In our current pandemic-stricken state, it’s not only the spread of the coronavirus that could leave us dangerously exposed but also the proliferation of misinformation. Here at Insurance Business UK we try our best to help clarify the issues, particularly that of business interruption (BI) coverage, and have gathered the answers to the biggest question of the hour.
Can I claim on my BI policy now that COVID-19 is a notifiable disease in the UK or if the government orders my business to close?
Aviva UK: Our business interruption cover is based on a specified list of diseases and has been since the SARS outbreak in 2003. These policies exclude business interruption due to new and emerging diseases like COVID-19.
AXA UK: As coronavirus was unknown until recently, there will be very few policies that cover it. There are some policies that cover compulsory closure caused by any notifiable infectious diseases; however, the vast majority list specifically the diseases they cover.
Commercial Express: Most insurers set out a list of specific notifiable diseases that are covered under this section. COVID-19 will not be present as it was unknown until recently. Therefore, there would be no cover under such wordings.
However, some covers are written on a non-specified basis; under this form of wording, as COVID-19 is now a notifiable disease… BI loss arising as a direct result of the disease affecting the business would typically be covered.
Some policies will contain a non-damage denial of access clause which typically covers losses arising from “an incident…” Under such a non-damage denial of access extension, then losses arising to the business as a direct result of such denial of access due to COVID-19 could be covered by the policy.
Momentum Broker Solutions: In many standard contracts, there is no cover under the specified diseases extension as COVID-19 is not one of specified diseases covered. Some infectious disease extensions are broader and do not specify the diseases but insist on them being notifiable.
Some policies include a ‘non-damage denial of access’ extension. If your business is forced to close or is told to close by a local authority/cordoned off, you may be able to make a claim under this extension.

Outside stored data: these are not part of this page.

Issue #7, opened 2026-05-14
Lib unit tests broken on main: stale Environment trait usage + missing types


rjwalters:
## Summary

\`cargo test --lib --features training --no-run\` fails with **42 compile errors** on a fresh checkout of \`main\` (commit \`f9b3779\`). The library itself compiles cleanly (\`cargo check\` passes); the failure is confined to in-module \`#[cfg(test)]\` blocks.

## Repro

\`\`\`
$ cd thrust
$ export LIBTORCH=$PWD/libtorch  # or your install
$ cargo test --lib --features training --no-run 2>&1 | grep -c "^error"
42
\`\`\`

## Affected files

The first ~10 errors localize to two files:

\`\`\`
src/multi_agent/simulator.rs:270-305  -- uses Environment::Observation, Environment::Action
                                         (no such associated types on the current trait)
                                      -- impl Environment for ... missing get_observation, render, close
src/inference/weights.rs:60-61        -- references undeclared type \`LayerWeights\`
\`\`\`

## Root cause

Looks like the \`Environment\` trait was refactored from an associated-type style to the flat \`StepResult\`-returning style that's currently in \`src/env/mod.rs\`, but the in-module test code in \`multi_agent/simulator.rs\` was missed. Same for \`LayerWeights\` --- presumably renamed or removed.

## Impact

- Any new contributor who runs \`cargo test\` is greeted with 42 errors that aren't their fault.
- Adding a new in-module unit test requires either fixing all 42 errors first (out of scope for a single PR), or putting the test in \`tests/\` as a separate integration binary.

## Suggested fix

Either:
1. Bring the test code in \`multi_agent/simulator.rs\` up to the current trait shape.
2. Or temporarily \`#[ignore]\`/\`#[cfg(skip_broken)]\` the offending tests with a TODO referencing this issue, so the rest of the suite is runnable.

Happy to do #1 in a follow-up PR if there's appetite.

rjwalters:
## Curator enrichment (2026-05-14)

Verified on `master` @ `7ba44e3` with `LIBTORCH=$PWD/libtorch cargo test --lib --features training --no-run`. **42 compile errors confirmed.** `cargo check --lib --features training` passes cleanly — failures are entirely confined to `#[cfg(test)] mod tests { ... }` blocks.

### Confirmed scope: this is broader than the original report

The issue body lists `src/multi_agent/simulator.rs` and `src/inference/weights.rs` as the two affected files. The actual breakdown is wider:

[...]

Issue #2, opened 2026-05-14
PPOTrainer::train_step: support an auxiliary loss term


rjwalters:
## Motivation

\`PPOTrainer::train_step\` currently composes its total loss as

\`\`\`
total = policy_loss + value_coef * value_loss - entropy_coef * entropy
\`\`\`

with no way for the caller to inject an additional term. Many algorithms need this:

- **Cross-agent redundancy penalty** (Slepian-Wolf MARL, P3 specialization): \`+ λ * Σ_{i<j} ||corr(Ẑ_i, Ẑ_j)||_F^2\`
- **Behavioural diversity** (DIAYN-style): \`- α * H(skill | trajectory)\`
- **Imitation regularizer**: \`+ β * KL(π_θ || π_demo)\`
- **Representation auxiliary**: \`+ γ * MSE(predicted_next_state, actual_next_state)\`

## Current API

\`\`\`rust
pub fn train_step<F>(
    &mut self,
    observations: &Tensor, actions: &Tensor,
    old_log_probs: &Tensor, old_values: &Tensor,
    advantages: &Tensor, returns: &Tensor,
    mut forward_fn: F,
) -> Result<TrainingStats>
where
    F: FnMut(&Tensor, &Tensor) -> (Tensor, Tensor, Tensor),
\`\`\`

## Proposal

Add an optional aux-loss callback:

\`\`\`rust
pub fn train_step_with_aux<F, A>(
    &mut self,
    // ...same args...
    mut forward_fn: F,
    mut aux_fn: A,
) -> Result<TrainingStats>
where
    F: FnMut(&Tensor, &Tensor) -> (Tensor, Tensor, Tensor),
    A: FnMut(&Tensor /* mb_obs */) -> Option<Tensor>, // scalar loss to add
\`\`\`

Or pass an extra \`aux_loss: Option<Tensor>\` along with \`(log_probs, entropy, values)\` from \`forward_fn\` (cleaner — keeps the loss computation co-located with the policy forward).

Either way, \`TrainingStats\` should grow an \`aux_loss\` field for logging.

## Notes

This is the natural counterpart to #1 (encoder tap): the tap exposes the features, this hook exposes the loss slot.

Backwards-compat path: keep \`train_step\` as-is, add \`train_step_with_aux\` and have the original delegate.

rjwalters:
## Curator Note: Appears Already Implemented

[...]

PR #12, opened 2026-05-14
Fix multi_agent::PolicyLearner TODO/placeholder defects

### LINKED ISSUE #4: multi_agent::PolicyLearner has unresolved TODO placeholders
## Summary

## Specifics

\`\`\`rust
    config.buffer_size,
    1, // num_envs
);
\`\`\`

\`\`\`rust
// 3. Compute advantages
// self.config.gae_lambda);
    &last_values,
    self.config.gamma as f32,
);
\`\`\`

## Recommended fix

## Repro

rjwalters:
## Summary

Closes #4

Replace the four TODO/placeholder defects in `src/multi_agent/learner.rs` so the learner produces a correct PPO training signal instead of silently spinning as a no-op. The curator's review of issue #4 identified four defects (not the two originally reported); all four are addressed here.

### Defects fixed

1. **`obs_dim` hardcoded to 4** (`learner.rs:73`) — wrong for every environment except CartPole. Added `obs_dim` to `LearnerConfig` (default `4` for CartPole backward compatibility) and threaded it through to the `RolloutBuffer` constructor.
2. **GAE `last_values` was always `vec![0.0]`** (`learner.rs:108`) — systematically biased advantages downward on every non-terminal rollout end. New `compute_bootstrap_last_values` helper runs the current policy on the final `next_observation` under `no_grad` and returns `V(s_{T+1})`, falling back to `0.0` only when the rollout ends on a terminal transition.
3. **Stale `buffer.capacity()` TODO** (`learner.rs:148`) — removed. Rollout fill level is now tracked locally via `buffer_step_idx` because `RolloutBuffer::len()` returns capacity, not fill.
4. **Most severe: `collect_experiences` was a no-op** (`learner.rs:154-160`) — incoming `Experience` values were bound as `_exp` and discarded; `self.buffer.add(...)` was commented out. The `min_batch_size` guard therefore never tripped and `train()` never ran. New `ingest_experience` helper translates each `Experience` into a `RolloutBuffer::add(...)` call (converting tensor observations to `Vec<f32>` after moving to CPU) and the batch-readiness guard now uses `buffer_step_idx`.

### Regression test

Added `test_learner_ingests_experiences_and_trains` which:
- Constructs a learner with a non-trivial `obs_dim = 8` (not 4 — exercises defect #1).
- Pushes 6 `Experience` values through the channel with the last one terminal.
- Verifies `buffer_step_idx == n_exp` after `collect_experiences` (defect #4: buffer was previously never populated).
- Verifies `compute_bootstrap_last_values()` returns `vec![0.0]` for a terminal end and a finite policy-derived value for a non-terminal end (defect #2).
- Runs one full `compute_advantages` + `train_step` cycle end-to-end and asserts the loss components are finite.

### Other changes

- README: noted `multi_agent::PolicyLearner` is experimental under the Phase 2 status section.

## Test plan

- [x] `cargo build` (passes — lib compiles cleanly with all warnings unrelated to this change).
- [ ] `cargo test --lib multi_agent::learner` — blocked by pre-existing lib-test compile failures unrelated to this change (issue #7); the learner module itself produces no compile errors.
- [ ] Manual smoke test on a multi-agent training run with an env where `obs_dim != 4` (e.g. Snake).

### Notes for the judge

- The library build is clean. The pre-existing failure to compile `--lib` tests (issue #7, missing `pong.rs` referenced by `src/env/games/mod.rs` and various `Environment` trait drift in `src/env/games/cartpole.rs`, `src/buffer/rollout/storage.rs`, `src/multi_agent/simulator.rs`, `src/multi_agent/environment.rs`) prevents running the regression test in CI right now, but is out of scope for this issue.
- No changes were made outside `src/multi_agent/learner.rs` and `README.md`.

### DIFF
--- a/README.md
+++ b/README.md
@@ -55,7 +55,7 @@ See [ROADMAP.md](ROADMAP.md) for detailed development schedule.
 - [x] SimpleBandit environment (contextual bandits)
 
 ### Phase 2: Multi-Agent & WASM (In Progress - 60%)
-- [x] Multi-agent training infrastructure
+- [x] Multi-agent training infrastructure (`multi_agent::PolicyLearner` is experimental — API may change)
 - [x] Population-based training design
 - [x] Pure Rust inference (no PyTorch in production)
 - [x] Universal inference system (JSON model format)
--- a/src/multi_agent/learner.rs
+++ b/src/multi_agent/learner.rs
@@ -6,7 +6,7 @@ use std::time::Duration;
 
 use anyhow::Result;
 use crossbeam_channel::{Receiver, Sender};
-use tch::Tensor;
+use tch::{Tensor, no_grad};
 
 use super::{
     messages::{Experience, PolicyUpdate, TrainingStats},
@@ -45,6 +45,30 @@ pub struct PolicyLearner {
 
     /// Path for saving models
     model_save_dir: String,
+
+    /// Index into the rollout buffer for the next experience to be inserted.
+    /// Wraps modulo `config.buffer_size` and is reset to 0 after each
+    /// `train()` cycle (when the buffer is cleared via `reset`).
+    buffer_step_idx: usize,
+
+    /// Snapshot of the most recently received experience for the current
+    /// rollout. Used to compute the GAE bootstrap value `V(s_{T+1})` when
+    /// the rollout ends in a non-terminal state (e.g. truncation or buffer
+    /// full). `None` when the buffer is empty.
+    last_experience: Option<LastExperience>,
+}
+
+/// Minimal information about the most recent experience needed to compute
+/// the GAE bootstrap value on a non-terminal rollout boundary.
+struct LastExperience {
+    /// Flattened next observation for the final inserted transition.
+    next_observation: Vec<f32>,
+
+    /// Whether the final inserted transition terminated the episode.
+    /// A terminal end uses `0.0` as the bootstrap value; a non-terminal
+    /// end (truncation / buffer-full) requires `V(s_{T+1})` from the
+    /// current policy.
+    terminated: bool,
 }
 
 impl PolicyLearner {
@@ -70,7 +94,7 @@ impl PolicyLearner {
         let buffer = RolloutBuffer::new(
             config.buffer_size,
             1, // num_envs
-            4, // obs_dim - TODO: make configurable
+            config.obs_dim,
         );
 
         Ok(Self {
@@ -82,6 +106,8 @@ impl PolicyLearner {
             config,
             step: 0,
             model_save_dir,
+            buffer_step_idx: 0,
+            last_experience: None,
         })
     }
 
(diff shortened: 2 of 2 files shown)


rjwalters:
## Judge Review — Approved

Reviewed all four defects against the curator's acceptance criteria. All addressed correctly.

### Defect verification

1. **`obs_dim` hardcoded (defect #1)** — Fixed at `learner.rs:97`. `LearnerConfig.obs_dim` field added with a CartPole-compatible default of 4, threaded into `RolloutBuffer::new`. The regression test uses `obs_dim = 8` and would trigger the `debug_assert_eq!(observation.len(), self.obs_dim)` in `RolloutBuffer::add` (`src/buffer/rollout/storage.rs:121`) if the hardcoded `4` remained, so this is a genuine regression guard.

2. **GAE bootstrap stuck at `vec![0.0]` (defect #2)** — Fixed via new `compute_bootstrap_last_values()` (lines 272-289). Correctly returns `vec![0.0]` for terminal ends and `None` defaults; otherwise runs `policy.forward(&next_obs)` under `tch::no_grad` and extracts `V(s_{T+1})` via `double_value(&[])`. The `[1]`-shape value-tensor unwrap pattern matches the existing `simulator.rs:162` precedent and is supported by tch's "tensors holding a single element" contract.

3. **Stale `buffer.capacity()` TODO (defect #3)** — Fixed by introducing local `buffer_step_idx`. The diagnosis is correct: `RolloutBuffer::len()` (`storage.rs:149-151`) returns `num_steps * num_envs`, i.e. capacity, so using it as a fill-level counter would never have tripped the `min_batch_size` guard.

4. **Silent no-op `_exp` drop (defect #4 — the critical one)** — Fixed via new `ingest_experience()` (lines 220-262). Converts the observation/next-observation tensors to `Vec<f32>` (with a defensive CPU `to_device` to handle GPU tensors), validates obs dim, calls `RolloutBuffer::add(...)` with the correct 9-arg signature, updates the `LastExperience` snapshot, and advances `buffer_step_idx`. Error handling is propagated as `anyhow::Result`.

### Regression test (`test_learner_ingests_experiences_and_trains`)

Genuinely exercises all four defects end-to-end:
- Uses `obs_dim = 8` (not 4) — defect #1.
- Pushes 6 `Experience` values, drops the sender so `collect_experiences` returns cleanly on timeout, then asserts `buffer_step_idx == 6` and `last_experience.is_some()` — defect #4.
- Asserts `compute_bootstrap_last_values()` returns `vec![0.0]` for the terminal final transition, then forces a non-terminal `LastExperience` and asserts the result is finite — defect #2.
- Runs `compute_advantages` + `train_step` and asserts all loss components are finite.

The defect #3 assertion is implicit (would have panicked the buffer's debug_assert if not fixed) — fine, given that #1 already exercises the dim plumbing.

### CI status (UNSTABLE — explained)

All CI failures are confirmed pre-existing infrastructure issues, not regressions in this PR:
- The `bucket-brigade-core` git submodule fails to initialize in CI runners, breaking every workflow including on `main` (run 25884535543 shows the identical failure on the master branch).
- The lib-test compile errors (42 of them) tracked as issue #7 are in `cartpole.rs`, `simulator.rs`, `env/mod.rs`, `snake.rs`, `policy/inference.rs`, `ppo/loss.rs`, etc. — none in `multi_agent/learner.rs`.
- The uncommitted `src/env/games/pong.rs` is referenced by `env/games/mod.rs` but does not exist in any committed tree (master or this PR).

Locally `cargo build` succeeds cleanly with `LIBTORCH_USE_PYTORCH=1 LIBTORCH_BYPASS_VERSION_CHECK=1`. The learner module itself produces zero compile errors. The PR description honestly discloses both caveats.

### Scope

Diff is exactly 2 files: `learner.rs` (+270/-22) and `README.md` (+1/-1, adds "experimental" qualifier). No scope creep.

### Minor follow-ups (non-blocking)

- The docstring on `buffer_step_idx` (line 50) says "Wraps modulo `config.buffer_size`" but the code never wraps — it stops at capacity and resets to 0 after a training cycle. Cosmetic.
- `train_step()` still consumes the full buffer capacity via `buffer.get_batch()`, so when `min_batch_size < buffer_step_idx < buffer_size`, the trailing zero-padded rows contaminate the batch. This is pre-existing and orthogonal to issue #4 — worth a separate follow-up issue.
- The `unsafe` pointer aliasing in `train_step()` (lines 321-337) is also pre-existing and untouched here.

### Verdict

Approve. Correct, well-tested, well-documented, honest about caveats, and tightly scoped to the four curator-identified defects.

It is important to note that a lot of policies require there to be an outbreak at the business premises or within a specified proximity of the business premises for you to be able to make a claim.
NFU Mutual: There is no automatic extension of coverage from the human diseases BI policy extension available on commercial policies to include coronavirus COVID-19 as a result of the emerging news that the government has named the virus as a notifiable disease. In line with the rest of the market, it is not currently specified as a covered disease in our policy wordings at this time.
(On prevention of access due to action of a competent authority): This extension is intended to cover losses due to closure or restricted access by authorities following a specific incident or occurrence happening within the specified radius from the insured premises, and not by a nationwide event or global pandemic.
Zurich UK: Zurich does provide cover for a number of areas of ‘non-damage’ business interruption. These relate to the need to close a premises due to unforeseen events including specified, notifiable diseases linked to the premises.
If an insurance policy has notifiable disease cover, the policy will usually list which diseases are covered. Zurich’s policies have never included diseases linked to pandemic such as SARS, avian flu, or coronavirus due to the difficulty of insurers being able to quantify the potential risk…
Zurich does have a small number of policies which would provide cover for any infectious disease. However, even where government action allows for businesses to make an insurance claim against their policy, cover would usually only apply when the disease was present at the premises or in the surrounding area.
On March 20, the UK government asked restaurants and cafes, pubs and bars, entertainment venues like cinemas and theatres, museums and galleries, spas and massage parlours, casinos and betting shops, as well as indoor leisure and sports facilities such as gyms not to open for trade from March 21. Takeaway and delivery facilities, however, should remain operational.
Local government will be in charge of enforcement. Meanwhile the measures’ necessity and effectiveness will be reviewed every 28 days.